*** Opening of SUPPLIED MATERIAL ***

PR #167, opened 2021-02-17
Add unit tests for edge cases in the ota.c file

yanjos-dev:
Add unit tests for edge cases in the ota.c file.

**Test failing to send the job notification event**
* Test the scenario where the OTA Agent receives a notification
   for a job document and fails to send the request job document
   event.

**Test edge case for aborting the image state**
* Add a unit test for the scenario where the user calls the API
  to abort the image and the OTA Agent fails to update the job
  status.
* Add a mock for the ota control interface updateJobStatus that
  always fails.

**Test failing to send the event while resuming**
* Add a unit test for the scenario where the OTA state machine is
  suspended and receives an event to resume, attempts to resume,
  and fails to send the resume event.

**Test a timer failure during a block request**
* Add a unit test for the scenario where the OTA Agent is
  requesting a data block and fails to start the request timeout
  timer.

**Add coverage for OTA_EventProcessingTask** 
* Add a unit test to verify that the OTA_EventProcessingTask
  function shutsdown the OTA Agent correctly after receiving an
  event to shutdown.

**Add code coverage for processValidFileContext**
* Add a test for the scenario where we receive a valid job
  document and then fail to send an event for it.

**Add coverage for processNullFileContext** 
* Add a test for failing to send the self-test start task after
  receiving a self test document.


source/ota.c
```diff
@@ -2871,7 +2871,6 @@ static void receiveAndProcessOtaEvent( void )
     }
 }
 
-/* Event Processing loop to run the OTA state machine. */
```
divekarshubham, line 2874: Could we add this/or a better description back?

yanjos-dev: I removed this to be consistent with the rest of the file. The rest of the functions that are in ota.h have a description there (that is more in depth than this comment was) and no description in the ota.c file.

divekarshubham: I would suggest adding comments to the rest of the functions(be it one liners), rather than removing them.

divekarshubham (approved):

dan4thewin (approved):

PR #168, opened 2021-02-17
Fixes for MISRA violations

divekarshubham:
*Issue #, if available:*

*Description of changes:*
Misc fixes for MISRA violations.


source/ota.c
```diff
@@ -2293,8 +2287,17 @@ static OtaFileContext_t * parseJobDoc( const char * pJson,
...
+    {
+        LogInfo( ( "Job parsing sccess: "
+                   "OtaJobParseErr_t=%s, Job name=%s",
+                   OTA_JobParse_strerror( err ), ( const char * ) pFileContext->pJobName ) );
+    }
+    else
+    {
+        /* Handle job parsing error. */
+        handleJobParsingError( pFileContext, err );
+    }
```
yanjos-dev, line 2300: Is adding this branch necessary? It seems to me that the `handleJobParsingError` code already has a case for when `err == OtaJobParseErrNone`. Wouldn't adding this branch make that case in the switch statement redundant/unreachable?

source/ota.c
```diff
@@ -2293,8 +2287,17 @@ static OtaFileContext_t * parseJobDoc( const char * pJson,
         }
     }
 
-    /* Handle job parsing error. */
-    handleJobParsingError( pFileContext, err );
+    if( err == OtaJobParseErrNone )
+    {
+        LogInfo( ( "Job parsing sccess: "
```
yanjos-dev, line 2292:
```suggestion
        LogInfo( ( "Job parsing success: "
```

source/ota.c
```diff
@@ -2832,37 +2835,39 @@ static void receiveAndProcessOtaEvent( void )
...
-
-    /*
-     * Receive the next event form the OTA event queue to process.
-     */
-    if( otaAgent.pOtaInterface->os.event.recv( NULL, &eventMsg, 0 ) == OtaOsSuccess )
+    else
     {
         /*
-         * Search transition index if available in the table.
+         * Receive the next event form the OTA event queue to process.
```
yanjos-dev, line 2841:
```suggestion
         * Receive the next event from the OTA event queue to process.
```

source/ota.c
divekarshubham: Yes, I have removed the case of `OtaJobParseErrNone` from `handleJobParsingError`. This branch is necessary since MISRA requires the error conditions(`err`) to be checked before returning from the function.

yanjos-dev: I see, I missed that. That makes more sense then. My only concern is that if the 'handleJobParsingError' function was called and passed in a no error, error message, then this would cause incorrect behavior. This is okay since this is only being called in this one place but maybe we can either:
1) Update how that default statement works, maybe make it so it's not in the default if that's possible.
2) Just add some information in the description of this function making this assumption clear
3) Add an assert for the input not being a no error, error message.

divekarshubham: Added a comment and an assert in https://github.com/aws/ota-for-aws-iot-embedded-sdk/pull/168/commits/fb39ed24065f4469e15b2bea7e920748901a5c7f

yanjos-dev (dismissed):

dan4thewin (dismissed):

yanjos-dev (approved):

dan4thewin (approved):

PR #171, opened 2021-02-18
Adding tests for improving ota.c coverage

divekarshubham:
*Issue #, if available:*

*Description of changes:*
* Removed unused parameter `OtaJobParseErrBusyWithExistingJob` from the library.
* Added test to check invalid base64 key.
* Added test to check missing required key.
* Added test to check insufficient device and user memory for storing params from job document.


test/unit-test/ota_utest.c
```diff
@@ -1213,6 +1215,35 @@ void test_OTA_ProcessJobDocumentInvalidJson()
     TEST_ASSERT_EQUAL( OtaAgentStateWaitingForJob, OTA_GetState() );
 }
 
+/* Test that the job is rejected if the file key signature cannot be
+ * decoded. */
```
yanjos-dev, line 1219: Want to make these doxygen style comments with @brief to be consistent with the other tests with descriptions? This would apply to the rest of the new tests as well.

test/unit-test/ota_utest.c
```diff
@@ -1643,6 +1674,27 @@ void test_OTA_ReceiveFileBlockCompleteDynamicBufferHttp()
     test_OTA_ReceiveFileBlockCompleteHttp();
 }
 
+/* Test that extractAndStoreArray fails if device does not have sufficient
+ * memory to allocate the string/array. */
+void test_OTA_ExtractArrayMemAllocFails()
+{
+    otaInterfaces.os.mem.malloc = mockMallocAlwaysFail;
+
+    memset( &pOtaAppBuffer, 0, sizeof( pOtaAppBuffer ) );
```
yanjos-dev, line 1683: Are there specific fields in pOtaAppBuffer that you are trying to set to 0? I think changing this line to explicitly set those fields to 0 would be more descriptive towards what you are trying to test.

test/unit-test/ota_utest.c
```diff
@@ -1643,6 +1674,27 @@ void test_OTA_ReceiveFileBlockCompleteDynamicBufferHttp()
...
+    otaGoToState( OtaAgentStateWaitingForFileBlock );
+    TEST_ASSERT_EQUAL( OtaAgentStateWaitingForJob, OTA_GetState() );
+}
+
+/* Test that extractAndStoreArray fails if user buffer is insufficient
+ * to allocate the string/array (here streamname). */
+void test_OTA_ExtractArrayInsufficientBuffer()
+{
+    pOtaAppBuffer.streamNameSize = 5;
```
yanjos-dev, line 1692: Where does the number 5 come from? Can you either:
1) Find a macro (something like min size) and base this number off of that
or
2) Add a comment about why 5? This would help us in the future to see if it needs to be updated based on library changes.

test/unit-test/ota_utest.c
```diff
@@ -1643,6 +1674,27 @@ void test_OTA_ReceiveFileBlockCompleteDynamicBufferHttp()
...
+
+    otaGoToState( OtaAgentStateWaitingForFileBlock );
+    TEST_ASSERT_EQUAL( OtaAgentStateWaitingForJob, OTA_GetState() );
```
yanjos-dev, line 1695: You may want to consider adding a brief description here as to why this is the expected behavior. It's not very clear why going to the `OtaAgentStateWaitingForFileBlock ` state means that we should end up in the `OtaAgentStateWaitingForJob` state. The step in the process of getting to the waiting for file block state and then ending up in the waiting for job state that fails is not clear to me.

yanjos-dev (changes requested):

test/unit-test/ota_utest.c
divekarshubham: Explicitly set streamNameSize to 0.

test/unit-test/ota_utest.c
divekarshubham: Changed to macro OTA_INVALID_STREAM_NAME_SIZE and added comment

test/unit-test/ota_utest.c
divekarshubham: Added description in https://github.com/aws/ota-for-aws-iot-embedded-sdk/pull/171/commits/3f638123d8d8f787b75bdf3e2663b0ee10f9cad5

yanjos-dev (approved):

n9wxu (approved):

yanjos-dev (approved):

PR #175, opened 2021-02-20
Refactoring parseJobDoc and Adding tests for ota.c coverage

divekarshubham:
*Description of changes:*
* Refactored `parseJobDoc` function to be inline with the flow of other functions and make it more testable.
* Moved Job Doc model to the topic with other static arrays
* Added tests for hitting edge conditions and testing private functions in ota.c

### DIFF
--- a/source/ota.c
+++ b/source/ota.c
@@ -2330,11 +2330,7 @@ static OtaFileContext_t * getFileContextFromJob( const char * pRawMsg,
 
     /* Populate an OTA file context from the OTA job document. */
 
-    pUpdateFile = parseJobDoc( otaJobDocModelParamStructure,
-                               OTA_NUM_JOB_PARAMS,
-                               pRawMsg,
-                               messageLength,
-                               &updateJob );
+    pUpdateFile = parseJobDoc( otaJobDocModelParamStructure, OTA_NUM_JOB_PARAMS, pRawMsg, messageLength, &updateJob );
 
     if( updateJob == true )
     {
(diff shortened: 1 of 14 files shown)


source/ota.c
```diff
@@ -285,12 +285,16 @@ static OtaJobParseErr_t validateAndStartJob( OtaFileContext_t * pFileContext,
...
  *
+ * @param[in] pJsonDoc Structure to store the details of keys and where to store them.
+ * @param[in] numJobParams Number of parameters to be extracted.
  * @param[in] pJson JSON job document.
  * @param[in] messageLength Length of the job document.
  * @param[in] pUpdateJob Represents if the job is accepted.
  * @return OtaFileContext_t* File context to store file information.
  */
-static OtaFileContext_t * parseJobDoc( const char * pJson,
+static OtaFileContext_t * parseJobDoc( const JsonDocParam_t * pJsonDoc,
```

*** Close of SUPPLIED MATERIAL ***

◆ PROBLEM DESCRIPTION ◆
Among the lines above, repeat exactly those from the line with "always fails." to the line with "and fails to send the resume event.", counting both ends.

◆ ANSWER FOR THE TASK ◆
  always fails.

**Test failing to send the event while resuming**
* Add a unit test for the scenario where the OTA state machine is
  suspended and receives an event to resume, attempts to resume,
  and fails to send the resume event.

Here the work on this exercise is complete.